Material for this task:
PR #315, opened 2026-07-10
wallet plugin: subscribe to change events for all discovered wallets

mcintyre94:
Previously we only subscribed to change events for the connected wallet, which meant that if an authorized but not currently active wallet changed eg its account list then we wouldn't be subscribed to those changes.

This also enables adding cross-wallet account selection and disconnecting a non-active wallet, which are current API gaps.

### DIFF
--- a/.changeset/clean-candles-jog.md
+++ b/.changeset/clean-candles-jog.md
@@ -1,0 +1,5 @@
+---
+'@solana/kit-plugin-wallet': minor
+---
+
+Keep every discovered wallet's account state live by subscribing to wallet-standard `change` events for all discovered wallets, not just the connected one. This is an internal refactor with no public API change: `client.wallet.getState().wallets` now reflects account/feature changes for non-active wallets as they happen.
--- a/packages/kit-plugin-wallet/src/store.ts
+++ b/packages/kit-plugin-wallet/src/store.ts
@@ -101,7 +101,11 @@ export function createWalletStore(config: WalletPluginConfig): WalletStore {
 
     const listeners = new Set<() => void>();
     const signerListeners = new Set<() => void>();
-    let walletEventsCleanup: (() => void) | null = null;
+    // One `standard:events change` subscription per discovered wallet, keyed by
+    // name (the stable identity; the UiWallet handle regenerates on changes). The
+    // underlying subscription attaches to the raw wallet's events, so it survives
+    // handle regeneration — no need to resubscribe when a wallet's accounts change.
+    const walletEventSubscriptions = new Map<string, () => void>();
     let reconnectCleanup: (() => void) | null = null;
     let userHasSelected = false;
     let connectGeneration = 0;
@@ -154,6 +158,10 @@ export function createWalletStore(config: WalletPluginConfig): WalletStore {
     function updateState(updates: Partial<WalletStoreState>): void {
         const prev = state;
         state = { ...state, ...updates };
+
+        if (state.wallets !== prev.wallets) {
+            syncWalletEventSubscriptions(state.wallets);
+        }
 
         // Signer subscribers (`subscribeToPayer` / `subscribeToIdentity`) fire
         // only when the observed signer changes.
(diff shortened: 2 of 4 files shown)


mcintyre94:
* **#315** <a href="https://app.graphite.com/github/pr/anza-xyz/kit-plugins/315?utm_source=stack-comment-icon" target="_blank">Graphite</a> 👈 <a href="https://app.graphite.com/github/pr/anza-xyz/kit-plugins/315?utm_source=stack-comment-view-in-graphite" target="_blank">(View in Graphite)</a>
* `main`


<h2></h2>

mcintyre94:
@trevor-cortex

trevor-cortex (commented):
## Summary

Replaces the single-wallet `change` subscription with a per-wallet subscription managed in a `Map<name, cleanup>`, reconciled from `updateState` whenever `state.wallets` changes reference. Non-active wallets now stay live in `state.wallets` (accounts/features refresh as they happen), which unblocks cross-wallet account selection and disconnecting a non-active wallet down the line. Test setup is upgraded to match: `walletEventHandlers` is now keyed by wallet name, `emitWalletChange(name, props)` fires a specific one, and `getWalletForHandle` correctly resolves account handles via a `WeakMap` (mirroring the real registry).

LGTM overall — a couple of small observations below, none blocking.

## Design notes

- `syncWalletEventSubscriptions` is driven off reference equality of `state.wallets`, which is already carefully preserved by `reconcileWalletList` — so it correctly no-ops on register/change events that don't change the visible set, and correctly re-runs when it does. Filtered-out wallets are never subscribed, which is the right call (register/unregister flips eligibility).
- Keying subscriptions by `name` while the underlying subscription attaches to the raw wallet is the right identity choice: the UiWallet handle regenerates on every accounts/features change, but the raw wallet (and therefore the events feature) is stable, so we don't need to resubscribe on handle regeneration. The header comment on `walletEventSubscriptions` calls this out well.
- The `change` handler's active-wallet path preserves the previous reconcile logic verbatim; the non-active path is a tight `updateState({ wallets })`, and both share the single `reconcileWalletList()` call up top. Nice factoring.
- Dispose iterates the map and clears — correct, and `walletEventsCleanup` is fully gone. I also verified the two other former call sites (`disconnectLocally`, the unregister handler) no longer need to touch subscriptions: unregister flows through `syncWalletEventSubscriptions` via the wallets-reference change, and a plain disconnect intentionally leaves the wallet subscribed (it's still discovered).

## Things to watch out for

- **Doc regression on `subscribeToWalletEvents`**: the old block comment above `eventsFeature.on('change', ...)` explained *why* the handler ignores the payload flags and treats the account reference as the single source of truth for signer churn. That reasoning is still true and non-obvious; the new inline comments cover the *what* but not the *why*. Consider re-adding the deleted paragraph (or a condensed version) so the next reader doesn't wonder whether they should be branching on `properties.accounts` / `properties.features`.
- **Reentrancy**: `syncWalletEventSubscriptions` runs inside `updateState`, before listeners are notified. In practice `on('change')` never fires synchronously on subscribe (per wallet-standard), so there's no reentrancy in reality — but it's worth being aware of if a misbehaving wallet ever did. Not a blocker.
- **`walletEventHandler` back-compat in tests**: `_setup.ts` still exports the single-handler `walletEventHandler` alongside the new per-wallet map, with a "last subscriber wins" note. Since the store now subscribes to every discovered wallet, whichever handler "wins" depends on registration order — existing tests happen to work because they only register one wallet, but it's a subtle footgun for future test authors. Might be worth a follow-up to migrate the remaining uses to `emitWalletChange` and drop the back-compat export.

- The changeset is correctly marked `minor` and framed as an internal refactor with no public API change — matches what the PR actually does.
- New tests cover: non-active wallet keeps live accounts, late-registered wallets get subscribed, unregister tears down the subscription, dispose clears all, and no-op non-active changes don't notify listeners. Good coverage of the invariants that matter.
- Worth spot-checking: the change handler's active-wallet path when the connected wallet drops its chain/feature. `newWallets` is computed first (excluding the now-filtered wallet), then `filterWallet(refreshed)` fails, then `disconnectLocally()` runs and computes `reconcileWalletList()` a second time. Both produce the same list, so it's correct — just a redundant rebuild. Not worth changing for a hot-path that fires rarely.

mcintyre94:
> Doc regression on subscribeToWalletEvents

Updated

> walletEventHandler back-compat in tests: _setup.ts still exports the single-handler walletEventHandler alongside the new per-wallet map, with a "last subscriber wins" note.

Agreed, removed the back compat that was being used for tests and they now exercise `emitWalletChange`

lorisleiva (approved):

mcintyre94:
### Merge activity

* **Jul 13, 2:21 PM UTC**: A user started a stack merge that includes this pull request via [Graphite](https://app.graphite.com/github/pr/anza-xyz/kit-plugins/315).
* **Jul 13, 2:23 PM UTC**: [Graphite](https://app.graphite.com/github/pr/anza-xyz/kit-plugins/315) rebased this pull request as part of a merge.
* **Jul 13, 2:23 PM UTC**: @mcintyre94 merged this pull request with [Graphite](https://app.graphite.com/github/pr/anza-xyz/kit-plugins/315).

Your task: Every word of every entry must be returned as it appears.

Result for this exercise:
PR #315, opened 2026-07-10
wallet plugin: subscribe to change events for all discovered wallets

mcintyre94:
Previously we only subscribed to change events for the connected wallet, which meant that if an authorized but not currently active wallet changed eg its account list then we wouldn't be subscribed to those changes.

This also enables adding cross-wallet account selection and disconnecting a non-active wallet, which are current API gaps.

### DIFF
--- a/.changeset/clean-candles-jog.md
+++ b/.changeset/clean-candles-jog.md
@@ -1,0 +1,5 @@
+---
+'@solana/kit-plugin-wallet': minor
+---
+
+Keep every discovered wallet's account state live by subscribing to wallet-standard `change` events for all discovered wallets, not just the connected one. This is an internal refactor with no public API change: `client.wallet.getState().wallets` now reflects account/feature changes for non-active wallets as they happen.
--- a/packages/kit-plugin-wallet/src/store.ts
+++ b/packages/kit-plugin-wallet/src/store.ts
@@ -101,7 +101,11 @@ export function createWalletStore(config: WalletPluginConfig): WalletStore {
 
     const listeners = new Set<() => void>();
     const signerListeners = new Set<() => void>();
-    let walletEventsCleanup: (() => void) | null = null;
+    // One `standard:events change` subscription per discovered wallet, keyed by
+    // name (the stable identity; the UiWallet handle regenerates on changes). The
+    // underlying subscription attaches to the raw wallet's events, so it survives
+    // handle regeneration — no need to resubscribe when a wallet's accounts change.
+    const walletEventSubscriptions = new Map<string, () => void>();
     let reconnectCleanup: (() => void) | null = null;
     let userHasSelected = false;
     let connectGeneration = 0;
@@ -154,6 +158,10 @@ export function createWalletStore(config: WalletPluginConfig): WalletStore {
     function updateState(updates: Partial<WalletStoreState>): void {
         const prev = state;
         state = { ...state, ...updates };
+
+        if (state.wallets !== prev.wallets) {
+            syncWalletEventSubscriptions(state.wallets);
+        }
 
         // Signer subscribers (`subscribeToPayer` / `subscribeToIdentity`) fire
         // only when the observed signer changes.
(diff shortened: 2 of 4 files shown)


mcintyre94:
* **#315** <a href="https://app.graphite.com/github/pr/anza-xyz/kit-plugins/315?utm_source=stack-comment-icon" target="_blank">Graphite</a> 👈 <a href="https://app.graphite.com/github/pr/anza-xyz/kit-plugins/315?utm_source=stack-comment-view-in-graphite" target="_blank">(View in Graphite)</a>
* `main`


<h2></h2>

mcintyre94:
@trevor-cortex

trevor-cortex (commented):
## Summary

Replaces the single-wallet `change` subscription with a per-wallet subscription managed in a `Map<name, cleanup>`, reconciled from `updateState` whenever `state.wallets` changes reference. Non-active wallets now stay live in `state.wallets` (accounts/features refresh as they happen), which unblocks cross-wallet account selection and disconnecting a non-active wallet down the line. Test setup is upgraded to match: `walletEventHandlers` is now keyed by wallet name, `emitWalletChange(name, props)` fires a specific one, and `getWalletForHandle` correctly resolves account handles via a `WeakMap` (mirroring the real registry).

LGTM overall — a couple of small observations below, none blocking.

## Design notes

- `syncWalletEventSubscriptions` is driven off reference equality of `state.wallets`, which is already carefully preserved by `reconcileWalletList` — so it correctly no-ops on register/change events that don't change the visible set, and correctly re-runs when it does. Filtered-out wallets are never subscribed, which is the right call (register/unregister flips eligibility).
- Keying subscriptions by `name` while the underlying subscription attaches to the raw wallet is the right identity choice: the UiWallet handle regenerates on every accounts/features change, but the raw wallet (and therefore the events feature) is stable, so we don't need to resubscribe on handle regeneration. The header comment on `walletEventSubscriptions` calls this out well.
- The `change` handler's active-wallet path preserves the previous reconcile logic verbatim; the non-active path is a tight `updateState({ wallets })`, and both share the single `reconcileWalletList()` call up top. Nice factoring.
- Dispose iterates the map and clears — correct, and `walletEventsCleanup` is fully gone. I also verified the two other former call sites (`disconnectLocally`, the unregister handler) no longer need to touch subscriptions: unregister flows through `syncWalletEventSubscriptions` via the wallets-reference change, and a plain disconnect intentionally leaves the wallet subscribed (it's still discovered).

## Things to watch out for

- **Doc regression on `subscribeToWalletEvents`**: the old block comment above `eventsFeature.on('change', ...)` explained *why* the handler ignores the payload flags and treats the account reference as the single source of truth for signer churn. That reasoning is still true and non-obvious; the new inline comments cover the *what* but not the *why*. Consider re-adding the deleted paragraph (or a condensed version) so the next reader doesn't wonder whether they should be branching on `properties.accounts` / `properties.features`.
- **Reentrancy**: `syncWalletEventSubscriptions` runs inside `updateState`, before listeners are notified. In practice `on('change')` never fires synchronously on subscribe (per wallet-standard), so there's no reentrancy in reality — but it's worth being aware of if a misbehaving wallet ever did. Not a blocker.
- **`walletEventHandler` back-compat in tests**: `_setup.ts` still exports the single-handler `walletEventHandler` alongside the new per-wallet map, with a "last subscriber wins" note. Since the store now subscribes to every discovered wallet, whichever handler "wins" depends on registration order — existing tests happen to work because they only register one wallet, but it's a subtle footgun for future test authors. Might be worth a follow-up to migrate the remaining uses to `emitWalletChange` and drop the back-compat export.

- The changeset is correctly marked `minor` and framed as an internal refactor with no public API change — matches what the PR actually does.
- New tests cover: non-active wallet keeps live accounts, late-registered wallets get subscribed, unregister tears down the subscription, dispose clears all, and no-op non-active changes don't notify listeners. Good coverage of the invariants that matter.
- Worth spot-checking: the change handler's active-wallet path when the connected wallet drops its chain/feature. `newWallets` is computed first (excluding the now-filtered wallet), then `filterWallet(refreshed)` fails, then `disconnectLocally()` runs and computes `reconcileWalletList()` a second time. Both produce the same list, so it's correct — just a redundant rebuild. Not worth changing for a hot-path that fires rarely.

mcintyre94:
> Doc regression on subscribeToWalletEvents

Updated

> walletEventHandler back-compat in tests: _setup.ts still exports the single-handler walletEventHandler alongside the new per-wallet map, with a "last subscriber wins" note.

Agreed, removed the back compat that was being used for tests and they now exercise `emitWalletChange`

lorisleiva (approved):

mcintyre94:
### Merge activity

* **Jul 13, 2:21 PM UTC**: A user started a stack merge that includes this pull request via [Graphite](https://app.graphite.com/github/pr/anza-xyz/kit-plugins/315).
* **Jul 13, 2:23 PM UTC**: [Graphite](https://app.graphite.com/github/pr/anza-xyz/kit-plugins/315) rebased this pull request as part of a merge.
* **Jul 13, 2:23 PM UTC**: @mcintyre94 merged this pull request with [Graphite](https://app.graphite.com/github/pr/anza-xyz/kit-plugins/315).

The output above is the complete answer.